## Aim of the exercise
Among these entries, how many lines contain "measuring"? Say the number and nothing else.

## The input
PR #10649, opened 2025-01-13
When measuring the number of job runs within a time period with Jenki…

### LINKED ISSUE #10610: Job runs within time period is flaky
**Describe the bug**
The metric: Job runs within time period
using source: Jenkins
sometimes gives a parse error for an unknown reason, while other Jenkins-based metric still have a working connection.
 

**To Reproduce**
1. Create above-mentioned metric with respective source.
2. Wait for the error to appear (inform your wife and family that you could be waiting for days)
3. See error

**Expected behaviour**

**Screenshots**

The parse error 
image

The flakiness visible
image

fniessink:
…ns as source, don't throw an exception when a Jenkins pipeline build has no result yet.

Fixes #10610.

### DIFF
--- a/components/collector/src/source_collectors/jenkins/job_runs_within_time_period.py
+++ b/components/collector/src/source_collectors/jenkins/job_runs_within_time_period.py
@@ -36,4 +36,4 @@ class JenkinsJobRunsWithinTimePeriod(JenkinsJobs):
         result_types = [result_type.lower() for result_type in self._parameter("result_type")]
         lookback_days = int(cast(str, self._parameter("lookback_days")))
         build_datetime = datetime_from_timestamp(int(build["timestamp"]))
-        return days_ago(build_datetime) <= lookback_days and build["result"].lower() in result_types
+        return days_ago(build_datetime) <= lookback_days and build.get("result", "").lower() in result_types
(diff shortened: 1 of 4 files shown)


components/collector/src/source_collectors/jenkins/job_runs_within_time_period.py
```diff
@@ -36,4 +36,4 @@ def _include_build(self, build: Build) -> bool:
         result_types = [result_type.lower() for result_type in self._parameter("result_type")]
         lookback_days = int(cast(str, self._parameter("lookback_days")))
         build_datetime = datetime_from_timestamp(int(build["timestamp"]))
-        return days_ago(build_datetime) <= lookback_days and build["result"].lower() in result_types
+        return days_ago(build_datetime) <= lookback_days and build.get("result", "").lower() in result_types
```
wkoot, line 39: Is this the only place where we get `build["result"]`? I'd expect it to be in multiple jenkins collectors

wkoot (approved):

components/collector/src/source_collectors/jenkins/job_runs_within_time_period.py
fniessink: We already did `build.get("result")` in other locations. This was the only place where it was `build["result"]`.

PR #10651, opened 2025-01-13
Allow for measuring the source up-to-dateness of Harbor JSON reports.

### LINKED ISSUE #10609: Add support for source up-to-dateness for Harbor JSON
Add support for source up-to-dateness for Harbor JSON to measure the number of days since the source was last updated.

Get date from "generated_at":
https://github.com/ICTU/quality-time/blob/master/components/testdata/reports/harbor/harbor.json

fniessink:
Closes #10609.


components/collector/src/source_collectors/harbor_json/base.py
```diff
@@ -0,0 +1,30 @@
+"""Base classes for Harbor JSON collectors."""
+
+from typing import Final, TypedDict
+
+REPORT_MIME_TYPE: Final = "application/vnd.security.vulnerability.report; version=1.1"
+
+
+class Vulnerability(TypedDict):
```
wkoot: Perhaps a good moment to rename this to `HarborVulnerability` or `HarborJSONVulnerability` ?

components/collector/tests/source_collectors/harbor_json/test_source_up_to_dateness.py
```diff
@@ -0,0 +1,17 @@
...
+
+class HarborJSONSourceUpToDatenessTest(HarborJSONCollectorTestCase):
+    """Unit tests for the source up-to-dateness metric."""
+
+    METRIC_TYPE = "source_up_to_dateness"
+
+    async def test_souce_up_to_dateness(self):
+        """Test the source up-to-dateness."""
+        response = await self.collect(get_request_json_return_value=self.VULNERABILITIES_JSON)
+        expected_value = str(days_ago(parse_datetime("2023-08-26T16:32:21.923910328Z")))
```
wkoot, line 16: Shouldn't we declare the `datetime.datetime` instead of re-using `parse_datetime`, or can we assume that `parse_datetime` is sufficiently tested elsewhere?

fniessink: It's basically `dateutil.parser.parse()` with some logic to add the local timezone if the parsed date time doesn't have a timezone (for which there are unit tests), so I'd say the latter is fine :-)

PR #10691, opened 2025-01-19
Fix developer documentation wrt docker-compose.

### LINKED ISSUE #10684: Fix docker compose command
In the documentation, the docker compose command is spelled as `docker-compose`. This should be `docker compose`.

fniessink:
Docker compose has been integrated into Docker as a subcommand for a while, but the developer documentation did not reflect that. Change `docker-compose` to `docker compose` in the documentation.

Fixes #10684.

### DIFF
--- a/docs/src/intro.md
+++ b/docs/src/intro.md
@@ -98,6 +98,7 @@ Implemented features include:
 - Side-by-side comparison of measurements at different points in time.
 - Integration with issue tracker (Jira only at the moment) to manage actions and technical debt.
 - Dark and light UI mode.
+- Runs on Docker and Kubernetes.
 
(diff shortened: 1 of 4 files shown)


docs/src/intro.md
```diff
@@ -105,7 +105,7 @@ For more plans, see the [issue tracker](https://github.com/ICTU/quality-time/iss
 
 # Trying it out
 
-*Quality-time* requires Docker and Docker-compose.
+*Quality-time* requires Docker.
```
wkoot: Since we support kubernetes, docker technically isn't a requirement but still the easiest way to deploy.. Perhaps something like 'can be tried out with docker locally' ?

PR #10696, opened 2025-01-20
Use browser locale to determine the first day of the week in date pic…

### LINKED ISSUE #7250: Date picker does not adapt first day of the week to user's locale
**Describe the bug**
In any browser, any date picker, displays Sunday as the first day of the week 

**To Reproduce**
1. Go to time travelling option in the top and open the date picker

**Expected behaviour**
Depending on the browser settings (user's locale), the week should either start with Monday or Sunday

see also: https://www.timeanddate.com/calendar/days/first-day-of-the-week.html

fniessink:
…kers.

Fixes #7250.

### DIFF
--- a/components/frontend/src/locale.js
+++ b/components/frontend/src/locale.js
@@ -1,0 +1,31 @@
+import "dayjs/locale/en-gb"
+import "dayjs/locale/nl"
+
+import dayjs from "dayjs"
+import localeData from "dayjs/plugin/localeData"
+import updateLocale from "dayjs/plugin/updateLocale"
+import { string } from "prop-types"
+
+export function adapterLocale(language) {
+    // Quick and dirty solution while we wait for a more generic solution to finding the user's locale
+    // Our issue: https://github.com/ICTU/quality-time/issues/10710
+    // Upstream issue: https://github.com/iamkun/dayjs/issues/732
+    let locale = "en-GB"
+    if (language === "nl-NL") {
+        // Use the Dutch locale, but keep the language English
+        locale = "nl" // dayjs doesn't have nl-NL
+        dayjs.extend(updateLocale)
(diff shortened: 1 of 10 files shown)


components/frontend/src/locale.js
```diff
@@ -0,0 +1,30 @@
+import "dayjs/locale/en-gb"
+import "dayjs/locale/nl"
+
+import dayjs from "dayjs"
+import localeData from "dayjs/plugin/localeData"
+import updateLocale from "dayjs/plugin/updateLocale"
+import { string } from "prop-types"
+
+export function adapterLocale(language) {
+    // Quick and dirty solution while we wait for a more generic solution to finding the user's locale
```
wkoot, line 10: Do we have a tracking issue to solve this ourselves?

components/frontend/src/locale.js
```diff
@@ -0,0 +1,30 @@
...
+    // https://github.com/iamkun/dayjs/issues/732
+    let locale = "en-GB"
+    if (language === "nl-NL") {
+        // Use the Dutch locale, but keep the language English
```
wkoot, line 15: Shouldn't we keep the language English for any locale? We're writing everything in English so it would be very weird if random words might be translated due to some locale

fniessink: Yes, what I was thinking exactly. And that is what the code is doing: we always use en-GB, except when the user's locale is nl-NL. Then we use the Dutch locale with the language parts (weekday names and months) reset to English. We can't generically do what we do for Dutch because of the issue mentioned in the code.

components/frontend/src/locale.js
fniessink: Good point. I have created an issue: https://github.com/ICTU/quality-time/issues/10710

PR #10697, opened 2025-01-21
Fix issue tracker error message being too narrow and remove duplicati…

fniessink:
…on between ErrorMessage and WarningMessage components.

No GitHub issue because this issue was not released yet.


components/frontend/src/widgets/WarningMessage.js
```diff
@@ -3,17 +3,18 @@ import { bool, string } from "prop-types"
 
 import { childrenPropType } from "../sharedPropTypes"
 
-export function WarningMessage({ children, title, showIf }) {
+export function WarningMessage({ children, pre, showIf, title }) {
```
wkoot, line 6: I would expect that the change of order in args would result in more changes, are all calls by keyword arg?

components/frontend/src/source/Source.js
```diff
@@ -104,9 +104,25 @@ function Parameters({
...
+            {parse_error && (
+                <Grid size={{ xs: 1, sm: 2, md: 2 }}>
+                    <WarningMessage pre title="Parse error">
+                        {parse_error}
+                    </WarningMessage>
+                </Grid>
+            )}
+            {config_error && (
+                <Grid size={{ xs: 1, sm: 2, md: 2 }}>
+                    <WarningMessage title="Configuration error">{config_error}</WarningMessage>
```
wkoot, line 123: Why not `{config_error}` on a newline like lines 110 and 117? Or also put those on the same line?

components/frontend/src/widgets/WarningMessage.js
fniessink: Yeah, reordering is no problem since React component props are passed by name: `<Component name={value}/>`.

components/frontend/src/source/Source.js
fniessink: Ah, that's my IDE's auto formatter. Apparently it stops putting a component on one line as soon as there is more than one prop passed. Parse errors and connections errors have tracebacks, so they get an extra `pre` prop.

PR #10791, opened 2025-02-06
Make the API-server return HTTP status 404 on non-existing endpoints …

### LINKED ISSUE #9860: API health endpoint doesn't report on health
**Describe the bug**
The health endpoint is not actually an endpoint, it just happens to return http 200 ok like any api url path.

**To Reproduce**
1. Navigate to `/api/health`
2. Navigate to `/api/randompage`
3. Observe that the return data is the same

**Expected behaviour**
JSON return data, describing the instance health such as
```json
{
  "health": "GREEN"
}
```

And, return a 404 for non-existing endpoints.

fniessink:
…instead of 200.

Fixes #9860.


components/api_server/src/healthcheck.py
```diff
@@ -8,7 +8,7 @@
 api_server_port = getenv("API_SERVER_PORT", "5001")
 exit_code = 1
 try:
-    with urlopen(f"http://localhost:{api_server_port}/api/health") as response:  # nosec B310
-        exit_code = 0 if response.status == HTTPStatus.OK else 1
+    with urlopen(f"http://localhost:{api_server_port}/api/internal/health") as response:  # nosec B310
+        exit_code = 0 if response.status == HTTPStatus.OK and response.read() == b'{"healthy": true}' else 1
```
wkoot, line 12: Yikes, this wasn't actually working?

components/api_server/src/routes/health.py
```diff
@@ -0,0 +1,9 @@
+"""Health end-point."""
+
+import bottle
+
+
+@bottle.get("/api/internal/health", authentication_required=False)
+def get_health():
+    """Return the API-server health."""
+    return {"healthy": True}
```
wkoot: Perhaps useful to inline comment that we don't monitor any additional processes, so up=up

components/api_server/tests/test_healthcheck.py
```diff
@@ -1,21 +1,48 @@
...
+        response.status = status
+        response.read.return_value = b'{"healthy": true}' if healthy else b'{"healthy": false}'
         response.__enter__.return_value = response
-        mock_urlopen.return_value = response
-        import healthcheck  # noqa: F401
+        return response
+
+    def tearDown(self) -> None:
+        """Remove the healthcheck module."""
+        del sys.modules["healthcheck"]
```
wkoot, line 28: Is the `del healthcheck` at the end of each test then still needed?

components/api_server/src/healthcheck.py
fniessink: It was working, but only looking at the status code, not the payload contents.

components/api_server/src/routes/health.py
fniessink: Done.

components/api_server/tests/test_healthcheck.py
fniessink: Good catch. It isn't needed.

## Expected answer
2